Problem =
Wherever the string "like" appears in the listing, copy that line.

Data shown =
PR #3045, opened 2021-03-08
Document options for pub get and upgrade

### LINKED ISSUE #2898: Add pages for new pub commands
Also, commands -> subcommands.

* Subcommands we should probably document:
  * New subcommands: add, login, remove
  * Other subcommands: logout
* Subcommands we should remove: run

2.10 stable's output from `dart help pub`:
```
...
Available commands:
  cache       Work with the system cache.
  deps        Print package dependencies.
  downgrade   Downgrade the current package's dependencies to oldest versions.
  get         Get the current package's dependencies.
  global      Work with global packages.
  logout      Log out of pub.dartlang.org.
  outdated    Analyze your dependencies to find which ones can be upgraded.
  publish     Publish the current package to pub.dartlang.org.
  run         Run an executable from a package.
  upgrade     Upgrade the current package's dependencies to latest versions.
  uploader    Manage uploaders for a package on pub.dartlang.org.
  version     Print pub version.
```

2.12.0-133.7.beta output from the same:
```
...
Available subcommands:
  add         Add a dependency to pubspec.yaml.
  cache       Work with the system cache.
  deps        Print package dependencies.
  downgrade   Downgrade the current package's dependencies to oldest versions.
  get         Get the current package's dependencies.
  global      Work with global packages.
  login       Log into pub.dev.
  logout      Log out of pub.dev.
  outdated    Analyze your dependencies to find which ones can be upgraded.
  publish     Publish the current package to pub.dartlang.org.
  remove      Removes a dependency from the current package.
  upgrade     Upgrade the current package's dependencies to latest versions.
  uploader    Manage uploaders for a package on pub.dartlang.org.
```

micpap25:
Partially fixes #2898

Documents unlisted options for `dart pub get` and `dart pub upgrade`. I don't know too much about precompile, so it would be useful if someone else went more in-depth about what exactly that option implies.

Also, perhaps there is something to be done about the amount of overlap between the two articles?

This is also just a general issue I noticed, but the wording between the different `help` sections on the CLI are very inconsistent. I might file an issue for this on the main repository, because we can't make the docs for these commands consistent when the CLI's built-in documentation isn't.

### DIFF
--- a/src/tools/pub/cmd/pub-get.md
+++ b/src/tools/pub/cmd/pub-get.md
@@ -143,16 +143,22 @@ command-line argument, as mentioned above.
 For options that apply to all pub commands, see
 [Global options](/tools/pub/cmd#global-options).
 
+### `--offline`
+
+Uses cached packages rather than downloading
+from the network. See above for a more detailed
+explanation.
+
 ### `--dry-run` or `-n`
 
-With this, pub reports the dependencies that would
-but does not make the changes. This is useful if you
+Reports the dependencies that would be changed,
+but doesn't make the changes. This is useful if you
 want to analyze updates before making them.
 
 ### `--precompile`
 
-This option makes pub compile executables in its dependencies
-before running the get process.
+Creates snapshots of the
+project's executables in direct dependencies.
 
 <aside class="alert alert-info" markdown="1">
 *Problems?*
--- a/src/tools/pub/cmd/pub-get.md
+++ b/src/tools/pub/cmd/pub-get.md
@@ -137,23 +137,20 @@ run [`dart pub upgrade`](/tools/pub/cmd/pub-upgrade) to upgrade to a later versi
 
 ## Options
 
-The `dart pub get` command supports the `--offline`
-command-line argument, as mentioned above.
-
 For options that apply to all pub commands, see
 [Global options](/tools/pub/cmd#global-options).
-
-### `--offline`
-
-Uses cached packages rather than downloading
-from the network. See above for a more detailed
-explanation.
 
 ### `--dry-run` or `-n`
 
 Reports the dependencies that would be changed,
 but doesn't make the changes. This is useful if you
 want to analyze updates before making them.
+
+### `--offline`
+
+Uses cached packages rather than downloading
+from the network.
+For details, see [Getting while offline](#getting-while-offline).
 
 ### `--precompile`
 
--- a/src/tools/pub/cmd/pub-get.md
+++ b/src/tools/pub/cmd/pub-get.md
@@ -6,7 +6,7 @@ description: Use dart pub get to retrieve the dependencies used by your Dart app
 _Get_ is one of the commands of the [pub tool](/tools/pub/cmd).
 
 {% prettify nocode tag=pre+code %}
-$ dart pub get [--offline]
+$ dart pub get [--offline] [--dry-run] [--precompile]
 {% endprettify %}
 
 This command gets all the dependencies listed in the
@@ -142,6 +142,18 @@ command-line argument, as mentioned above.
 
 For options that apply to all pub commands, see
 [Global options](/tools/pub/cmd#global-options).
+
+### `--dry-run` or `-n`
+
+With this, pub reports the dependencies that would
+but does not make the changes. This is useful if you
+want to analyze the updates before making them,
+as you cannot undo the changes afterwards.
+
+### `--precompile`
+
+This option makes pub compile executables in its dependencies
+before running the get process.
 
 <aside class="alert alert-info" markdown="1">
 *Problems?*
--- a/src/tools/pub/cmd/pub-get.md
+++ b/src/tools/pub/cmd/pub-get.md
@@ -147,8 +147,7 @@ For options that apply to all pub commands, see
 
 With this, pub reports the dependencies that would
 but does not make the changes. This is useful if you
-want to analyze the updates before making them,
-as you cannot undo the changes afterwards.
+want to analyze updates before making them.
 
 ### `--precompile`
 
--- a/src/tools/pub/cmd/pub-get.md
+++ b/src/tools/pub/cmd/pub-get.md
@@ -6,7 +6,7 @@ description: Use dart pub get to retrieve the dependencies used by your Dart app
 _Get_ is one of the commands of the [pub tool](/tools/pub/cmd).
 
 {% prettify nocode tag=pre+code %}
-$ dart pub get [--offline] [--dry-run] [--precompile]
+$ dart pub get [args]
 {% endprettify %}
 
 This command gets all the dependencies listed in the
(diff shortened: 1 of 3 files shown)


kwalrath:
Thanks for the PR, @micpap25! Reviewing now...

src/tools/pub/cmd/pub-get.md
```diff
@@ -143,6 +143,17 @@ command-line argument, as mentioned above.
 For options that apply to all pub commands, see
 [Global options](/tools/pub/cmd#global-options).
 
+### `--dry-run` or `-n`
+
+With this, pub reports the dependencies that would
+but does not make the changes. This is useful if you
+want to analyze updates before making them.
+
```
kwalrath, line 151: Let's add the `--offline` flag to this section. (It can mostly point to previous sections.)

src/tools/pub/cmd/pub-get.md
```diff
@@ -143,6 +143,17 @@ command-line argument, as mentioned above.
 For options that apply to all pub commands, see
 [Global options](/tools/pub/cmd#global-options).
 
+### `--dry-run` or `-n`
```
kwalrath, line 146: Interesting approach! At first it seemed weird to use h3s (so big, so emphatic), but I like having the options visible in the TOC.

The only badness is that the code font doesn't look great in headings (because of the color maybe? the huge size?) and isn't picked up in the TOC. Still, we could change the code font color/size in h3s to mitigate this.

@parlough, do you have an opinion on making h3s the standard way to document options for tools? Currently we use `<dl>`s instead (e.g. at https://dart.dev/tools/pub/cmd/pub-cache).

The only place I've found where it wouldn't work is in http://localhost:4000/tools/dart2js#options, which has so many options that they're divided into groups. (Weirdly, that page uses h4s instead of h3s, so even the groups don't appear in the TOC.) But I think that exception is fine.

src/tools/pub/cmd/pub-get.md
```diff
@@ -143,6 +143,17 @@ command-line argument, as mentioned above.
...
+
+With this, pub reports the dependencies that would
+but does not make the changes. This is useful if you
```
kwalrath, line 149: Let's start these with a _-s_ verb. Also, we use [contractions](https://developers.google.com/style/contractions) (especially for _not_) and [semantic line breaks](https://github.com/dart-lang/site-shared/blob/master/doc/writing-for-dart-and-flutter-websites.md#semantic-line-breaks).

```suggestion
Reports the dependencies that would be made,
but doesn't make the changes.
This option is useful if you
```

src/tools/pub/cmd/pub-get.md
```diff
@@ -143,6 +143,17 @@ command-line argument, as mentioned above.
...
+want to analyze updates before making them.
+
+### `--precompile`
+
+This option makes pub compile executables in its dependencies
+before running the get process.
```
kwalrath, line 155: This doesn't sound right... Wouldn't it compile the executables _after_ getting them?

```suggestion
Creates snapshots of the executables in direct dependencies.
```

kwalrath (commented):
I started with `pub get`, which set some standards that I'd like to make sure we all like before continuing with the next command.

src/tools/pub/cmd/pub-get.md
parlough: @kwalrath I think using h3s seems like a fair idea, for both being present in the TOC but also to simplify contributing and later editing.

Do you have anything in particular in mind in terms of the style change you mentioned? It does seem slightly strange to mix code style with normal text in headers.

src/tools/pub/cmd/pub-get.md
```diff
@@ -143,6 +143,17 @@ command-line argument, as mentioned above.
 For options that apply to all pub commands, see
 [Global options](/tools/pub/cmd#global-options).
 
+### `--dry-run` or `-n`
+
+With this, pub reports the dependencies that would
```
parlough, line 148: I'm not sure the full intention here. Reports the dependencies that would _what_?

micpap25:
Updated with the changes suggested by @kwalrath , and thank you @parlough for catching my typo in `--dry-run`.

src/tools/pub/cmd/pub-get.md
micpap25: I used h3's primarily because I wanted to keep consistent with other pages that listed options ( my basis was https://dart.dev/tools/pub/cmd/pub-lish ).

kwalrath (approved):

kwalrath (changes requested):
Oops, I just realized that pub-upgrade needs some changes to match the changes I just made to pub-get. @micpap25 can you make them?

(I forgot to list it, but I also put the options in alpha order. I tend to default to that, unless there's a good reason not to.)

micpap25:
@kwalrath Alphabetically ordered the options in pub upgrade

kwalrath:
> @kwalrath I alphabetically ordered the options in pub upgrade

Could you also change "See above for a more detailed explanation" to be similar to what I did for pub get? (switching the sentence around, and linking to the actual section in the page)

(If you can't get to it, I'll do it.)

Thanks!

kwalrath:
And... I should actually review the pub upgrade text, so you might want to wait for that. Yeesh, I keep forgetting what I've looked at.

kwalrath (commented):
OK, I _think_ this covers everything else.

kwalrath (approved):
Thank you for your good work and perseverance, @micpap25!

kwalrath:
I wonder if we shouldn't move the "Commit the pubspec.yaml file" tip up to the top of any doc for commands that modify the pubspec. But that can be a separate PR.

src/tools/pub/cmd/pub-upgrade.md
```diff
@@ -105,10 +105,55 @@ run `dart pub upgrade` again to upgrade to a later version.
...
+
+[`dart pub outdated`]: /tools/pub/cmd/pub-outdated
+
+{{ site.alert.tip }}
+  Commit the `pubspec.yaml` file before running this command,
+  so that you can undo the changes if necessary.
+{{ site.alert.end }}
+To check which dependencies will be upgraded,
+you can use `dart pub upgrade --major-versions --dry-run`.
+
```
jonasfj, line 131: @micpap25 also it's actually possible to do:
```
dart pub upgrade --major-versions foo bar ...
```
Assume you only want to upgrade major versions for packages `foo` and `bar`...

When running in this mode, it will still allow upgrades of other packages, but only if those upgrades don't require changes in `pubspec.yaml`. So in effect this will only do major version upgrades for packages `foo` and `bar`... other packages will get normal upgrade, if necessary.

--------

This partial behavior is also available for `--null-safety` with `dart pub upgrade --null-safety <package>...`, but here it's discouraged, because partial null-safety migration is a bad idea. So I don't think we should highlight the partial null-safety migration functionality.

Besides `dart pub upgrade --null-safety` will, if it fails, print a message saying which packages didn't have a null-safety compatible version, and then print the command for running a partial null-safety migration -- and discourage users from doing so :rofl: 

But if you really need to do partial null-safety migration, you'll discover it when you run `dart pub upgrade --null-safety` so let's not complicate documentation with such details.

Answer to this task =
kwalrath, line 146: Interesting approach! At first it seemed weird to use h3s (so big, so emphatic), but I like having the options visible in the TOC.
I started with `pub get`, which set some standards that I'd like to make sure we all like before continuing with the next command.
parlough: @kwalrath I think using h3s seems like a fair idea, for both being present in the TOC but also to simplify contributing and later editing.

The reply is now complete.